I never suffered the click of death as such, but my Zip drives (100 and 250, both SCSI) died in other ways.

Zip 100 drive, and also SyQuest SyJet drive, got to where they would just eject the disk a few seconds after insertion.

Zip 250 disk remained semi-functional after July 2001, the "semi" being that the Zip drive would not recognize a change of cartridge except by rebooting the computer, old directories would be kept.  This happened with Linux, DOS and OS/2 Warp 4, so it was a hardware issue.

I installed FreeDOS to a Zip 250 disk on an old computer (1995): took a bit over five hours because Zip disks are slow: glorified floppies.

SCSI was Trantor T130B, apparently supported by NetBSD but not FreeBSD >= 3.0.

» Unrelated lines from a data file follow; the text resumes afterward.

PR #348, opened 2026-08-26
feat: add zstd support for http ingress and upstream connectors

mxssl:
## What

nodecore only ever spoke gzip on either edge. This adds zstd alongside it: the client-facing ingress negotiates a coding per request, and the upstream connectors offer zstd to nodes and decode whatever those nodes answer with. gzip and identity behave exactly as before.

zstd is both denser and much faster to decode than gzip, and node providers increasingly serve it. Against a live upstream that supports it, a 574KB `eth_getBlockByNumber` response goes out to the client as 114KB of zstd versus 137KB of gzip — 17% smaller, at a lower CPU cost per byte.

## `internal/compression` (new)

One package shared by both edges, so the codec pools exist once rather than per edge:

- `Negotiate(acceptEncoding)` — RFC 9110 §12.5.3 q-value parsing. Highest q wins, zstd breaks a tie, `q=0` is a refusal, anything unrecognised falls back to identity.
- `Offer` — the `zstd, gzip` nodecore advertises upstream.
- `WrapReader` / `AcquireWriter` — pooled encoders and decoders. Levels are pinned at the fastest setting of each codec, since a proxy pays compression on the critical path of every request, where CPU costs more than the last few percent of ratio.

Two limits worth calling out: encoders run at concurrency 1 (the library default spawns GOMAXPROCS goroutines *per encoder*, which at proxy concurrency is a goroutine count nobody asked for), and decoders cap the zstd window at 64MB (the library default is 64GB, so a hostile frame header can otherwise make you allocate on demand).

## Ingress

`compress.go` is generalized over codecs. It is re-ported from echo's current middleware rather than patched in place, because our copy predates a fix worth having: the status line is now held until the first body byte, so an empty response no longer ships a stale `Content-Encoding`. Echo's `MinLength` buffering is deliberately left out, and the `Level`/`Skipper` config went with the pool.

`decompress.go` replaces `middleware.Decompress()`, which only ever understood gzip. It decodes gzip and zstd request bodies, passes unknown codings through untouched, and answers 400 for a body that isn't the coding it claims to be. To keep that symmetric between codings, `WrapReader` checks the zstd frame magic eagerly — gzip already validated its header on reset, so zstd failing lazily mid-read would have been the odd one out.

## Upstream

Go's transport negotiates gzip on its own, but gzip is the only coding it knows, and it does so only while no `Accept-Encoding` is set. Offering zstd means setting the header explicitly, which turns that machinery off — so the connector now owns decoding for **both** codings.

- `applyConfigHeaders` sends `Accept-Encoding: zstd, gzip`, unless connector config pins one — an operator who pinned it has a reason, most likely a node that mishandles a coding.
- `dispatch` decodes before anything reads the body, so the buffered and streaming paths both see plain bytes. `decodedBody` ties the pooled codec's lifetime to the response body so neither path has to remember there are two things to close.
- A node answering with a coding we never offered is a partial failure rather than garbage handed to the client — the connector strips `Content-Encoding`, so those bytes would arrive unlabelled and unreadable.

## Two adjacent fixes

**`Content-Encoding` on decompressed requests.** It was left on the request after decoding and forwarded upstream, telling a node to decompress a body that is already plain. The middleware now deletes it.

**CORS clobbering `Vary`.** `setCorsHeaders` did `Set("Vary", "Origin")`, wiping the `Vary: Accept-Encoding` the compression middleware had just added. With two codings negotiable that is exactly how a shared cache ends up handing a zstd body to a gzip-only client. Changed to `Add`.

## Compatibility

No new config. Clients and upstreams that don't mention zstd see byte-identical behavior. One existing test changed contract: `TestRestRequest_HopByHopClientHeadersNotForwarded` asserted the upstream sees *no* `Accept-Encoding`, which is now the connector's own offer — the client's value still cannot survive, and the test says so explicitly.

gRPC and WebSocket are untouched: gRPC has its own compressor registry where zstd isn't a registered encoding, and WebSocket uses permessage-deflate. Neither speaks `Content-Encoding`.

## Testing

~20 new cases across 4 test files, written test-first. Full suite green (`go test` exit 0 over 93 packages), `-race` clean on the three touched packages, `go vet` clean.

Verified against a running binary, not just tests:

- **Live upstream that serves zstd:** 63.8KB on the wire decoded to 264KB; client-side negotiation returned zstd for `zstd` and for `gzip, zstd`, gzip for `gzip`, plain for no header, and every variant decoded to the same block.
- **Local node under load:** 1500 requests at 48-way concurrency across five coding combinations — 0 failures, 0 errors logged, every response body validated. This was the real test of decoder pooling.
- The node saw `Accept-Encoding: zstd, gzip` and received an 85-byte *plain*, unlabelled body even when the client sent a compressed one.
- Operator pin honored end to end: `gzip` and `identity` reached the node verbatim and both decoded correctly, with the client still getting zstd.
- WebSocket upgrade still returns 101 through the rewritten response writer, with no `Content-Encoding` on it.


mxssl:
## Review

Reviewed the ingress and upstream edges, then tested both — against unit tests, a running binary, and a live zstd-serving upstream. Baseline before any changes: `go build` and `go vet` clean, `go test -race -p 8 ./...` green over 93 packages (the two `caches/*_e2e` packages need Docker, unavailable in my environment).

The design is sound — independent negotiation per hop, stripping `Content-Encoding` after decoding, the connector owning decode once it sets `Accept-Encoding`, and `Vary` `Set`→`Add` are all right. I found five defects, three of which are reachable in production.

### 1. A pooled codec can be released while another goroutine is still reading it

`streamReadAhead` (`json_rpc_result_stream.go:54`) closes the stream **from the consuming goroutine specifically to unblock a producer parked in `Read`** — its own comment says so. That was safe when the thing being closed was `resp.Body`; `net/http` supports concurrent Close. It is not safe now that it closes a pooled decoder. `sync.Once` prevents a double release, not a release during a read.

This is not only a race. Reproduced under `-race`, the goroutine dump shows a hard deadlock:

```
goroutine A: zstd.(*Decoder).Reset -> drainOutput   [release path, blocked]
goroutine B: zstd.(*Decoder).Read  -> nextBlockSync [still in flight]
```

A gRPC client disconnecting mid-stream, or a failed `stream.Send`, hangs the cleanup goroutine. Both `json_rpc_result_stream.go:163` and `native_call_adapter.go:289` reach it.

**Fix:** `pooledReader` tracks in-flight reads; the codec is released by whichever of Read/Close finishes last, never under a live read. `decodedBody.Close` now closes the raw body *before* the decoder, since closing the raw body is what lets the parked read return.

### 2. `decoderMaxWindow` is a memory-amplification lever on the ingress

The 64MiB cap sits on a pool shared by **both** edges, so it also governs client request bodies. A zstd frame declares its own window and the decoder allocates it up front, so the sender picks how much memory nodecore commits.

Measured against a running binary, auth enabled, valid token:

```
24 requests, 962-byte bodies (23 KB total on the wire)
  heap_inuse before:    14 MB
  heap_inuse during: 1,394 MB
  heap_inuse after:  1,394 MB   <- pooled decoders retain their windows
```

Still 1.5 GB two minutes after traffic stopped. gzip cannot do this (fixed 32KiB window), and echo's `Decompress()` ignored zstd entirely, so the lever is new.

**Fix:** cap at 8MiB. RFC 9659 §3 makes that the normative limit for this content coding — *"decoders MUST support a Window_Size of up to and including 8 MB, and encoders MUST NOT generate frames requiring a Window_Size larger than 8 MB"*. Every mainstream setting still fits: `zstd -1/-3/-9/-19` declare 0.5/2/4/8 MiB, klauspost tops out at 8MiB. Same attack after the fix: **12 MB → 13 MB**, with a clean 400.

(The comment's "library defaults to 64GiB" conflated two settings — the window default is `MaxWindowSize`, 512MiB; 64GiB is `maxDecodedSize`. Corrected.)

### 3. The response writer keeps serving a codec it has already released

`compress.go` restores `res.Writer` only when nothing was written, but always closes and releases the encoder — so after a write, `res.Writer` still points at a released codec.

Echo's `DefaultHTTPErrorHandler` bails when `Response().Committed`, which covers ordinary writes. **A rejected WebSocket upgrade does not commit**: gorilla writes its 400 through `c.Response().Writer` (`http_server.go:139`), bypassing echo's bookkeeping. The error handler then writes through an encoder that may already belong to another response. Confirmed with a real rejected handshake.

**Fix:** writes after release are refused; `Flush` becomes a no-op. The client now gets gorilla's complete, decodable 400 and nothing reaches the pooled encoder.

### 4. An empty body is an error under gzip and a success under zstd

Compared against the PR base (`6233645`):

| upstream response | base | this PR |
|---|---|---|
| 200, empty body, `Content-Encoding: gzip` | ok, empty result | **partial failure** |
| 204, `Content-Encoding: gzip` | ok, empty result | **partial failure** |
| 200, empty body, `Content-Encoding: zstd` | garbage passed through | ok, empty result |
| `Content-Encoding: br` | raw br bytes as the result | partial failure ✅ |
| `Content-Encoding: zstd` | raw zstd bytes as the result | decoded ✅ |

Base didn't fail because Go's transparent `gzipReader` surfaces an empty stream as `io.EOF`, which `io.ReadAll` reads as a clean end. Echo's decompress middleware went out of its way to allow it too (`if err == io.EOF { //ignore if body is empty }`). The eager `Reset` turns both into errors — and the two codings now disagree on identical input, which is the asymmetry `checkZstdMagic` exists to prevent.

**Fix:** an empty body is the empty payload it is, under both codings, on both edges. Live before/after on the same request: `"invalid compressed request body"` → passes through to routing.

### 5. `Negotiate` lets `*` speak for codings the client named itself

`*` maps to zstd unconditionally, so `Accept-Encoding: zstd;q=0, *` returns **zstd** — to precisely the client that just said it cannot read zstd. RFC 9110 §12.5.3: `*` matches only codings *not* explicitly listed. Also `zstd;q=0.1, gzip;q=0.5, *` → zstd, and an explicit `identity;q=1, gzip;q=0.5` was ignored.

**Fix:** the wildcard covers only unmentioned codings, an explicit identity preference is honoured, `q` is clamped to the `[0,1]` the grammar defines (`ParseFloat` accepts `1e9`, `+Inf`, `NaN`), and repeated `Accept-Encoding` field lines are read together rather than first-only. Verified live:

```
zstd;q=0, *                 -> gzip
*, zstd;q=0                 -> gzip
zstd;q=0.1, gzip;q=0.5, *   -> gzip
identity;q=1, gzip;q=0.5    -> (none)
gzip, deflate, br, zstd     -> zstd
```

### What held up

Against a live zstd-serving upstream (472KB plain → 78KB zstd vs 89KB gzip), through a logging relay so both hops were visible:

- All 12 client `Accept-Encoding` variants negotiated correctly; every body decoded to the same block. Client edge: **zstd 130,126 B vs gzip 147,656 B** on an 823KB body, 11.9% smaller.
- Across all 8 two-hop combinations the node saw `Accept-Encoding: zstd, gzip` every time and received the forwarded body **plain and unlabelled**, even when the client sent gzip or zstd — the `Content-Encoding` deletion fix works end to end.
- CORS fix confirmed: `Vary: Accept-Encoding` survives alongside `Vary: Origin`.
- WebSocket upgrade returns 101 with no `Content-Encoding` under every `Accept-Encoding`.
- **5,120 requests at 64-way concurrency**, mixed codings, every body validated: 0 failures, goroutines stable, no leak. Pooled encoder cost is a non-issue — zstd 859KiB vs gzip 795KiB per live encoder.

### Not addressed here

**No decompressed-size cap.** A 13KB body still expands to 64MB (zstd 5040:1, gzip 1011:1), and there is no request body limit anywhere in the repo. That needs a size policy rather than a compression change — worth a separate issue.

**No 406 for `identity;q=0`.** Serving a plain body is what an RPC client can use, and RFC 9110 permits disregarding negotiation when nothing is acceptable. Documented in the code as deliberate.

**Unrelated:** `TestGrpcConnectorParentDeadlineIsTotalFailure` is flaky — it asserts a 100ms parent deadline beats the connector's own, and fails 2 of 5 runs under CPU load **on the stock branch with no changes applied**. Not caused by this PR, but worth fixing separately.

---

Fixes for all five are committed (`117a2a9`), with a test per defect — each verified to fail on the unpatched code and pass on the patched code. `go vet` clean, 93 packages green under `-race`, and the live checks above re-run against the fixed binary.

🤖 Generated with [Claude Code](https://claude.com/claude-code)

mxssl:
## Client interoperability testing

Ran real HTTP stacks and web3 libraries from five languages against nodecore's client edge, with a pass-through proxy in front recording exactly what each client sent and what went back on the wire. **59 cases, 0 failures.**

Responses were a real 512 KB mainnet block (338 txs), replayed locally so the numbers are comparable across clients:

```
plain 511,288 B   gzip 103,185 B (20.2%)   zstd 91,492 B (17.9%)
zstd is 11.3% smaller than gzip
```

### What each library asks for by default

This is the part worth knowing, because almost nothing opts into zstd on its own:

| Library | Default `Accept-Encoding` | Served | Wire |
|---|---|---|---|
| Go `net/http` / **go-ethereum** | `gzip` | gzip | 103 KB |
| **web3.py**, requests, httpx *(with `zstandard`)* | `gzip, deflate, br, zstd` | **zstd** | 91 KB |
| **web3.py**, requests, httpx *(without)* | `gzip, deflate` | gzip | 103 KB |
| Node `fetch` (undici) | `gzip, deflate` | gzip | 103 KB |
| node-fetch | `gzip, deflate, br` | gzip | 103 KB |
| axios | `gzip, compress, deflate, br` | gzip | 103 KB |
| **ethers v6** | `gzip` | gzip | 103 KB |
| **viem** | `gzip, deflate` | gzip | 103 KB |
| **web3.js v4** | `gzip,deflate` | gzip | 103 KB |
| Rust reqwest *(gzip+zstd features)* | `zstd,gzip` | **zstd** | 91 KB |
| **alloy** | *(none sent)* | identity | 511 KB |
| Java OkHttp / **web3j** | `gzip` | gzip | 103 KB |
| Java JDK `HttpClient` | *(none sent)* | identity | 511 KB |

Only two stacks reach for zstd unprompted: Rust's reqwest, and the Python stack when `zstandard` is installed. Everything else lands on gzip and is byte-for-byte unaffected by this PR. Negotiation degrades exactly as intended — remove `zstandard` from the Python environment and requests/httpx/web3.py drop straight back to gzip.

Two clients send no `Accept-Encoding` at all (alloy, JDK `HttpClient`) and correctly get an uncompressed body. Worth noting that alloy users get no compression from nodecore today — bare `reqwest::Client::new()` with the same features advertises `zstd,gzip`, so alloy is suppressing it, not the feature flags.

### Explicit codings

My last chance to try to install NetBSD 4.0.1 on a Zip 250 was stopped when that old computer wouldn't power up, and with other things going/gone bad, that computer was clearly not worth the time, effort and cost of repair.  So it went to the cyber waste recycling center, including the Zip drives and disks, and the SyJet drive and disks.

I haven't used USB sticks as long as floppies or Iomega Zip, but USB sticks and hard drives look much better so far than Iomega Zip or floppies.

If I ever tried to install FreeBSD 8.x by copying the distribution files to floppies, no way would I be able to get enough good floppy copies with no better than 20% probability of success on each diskette image.

I believe Iomega discontinued the parallel-port Zip drive, subsequently the SCSI Zip drive, and the USB and ATAPI Zip drives were the last to be discontinued.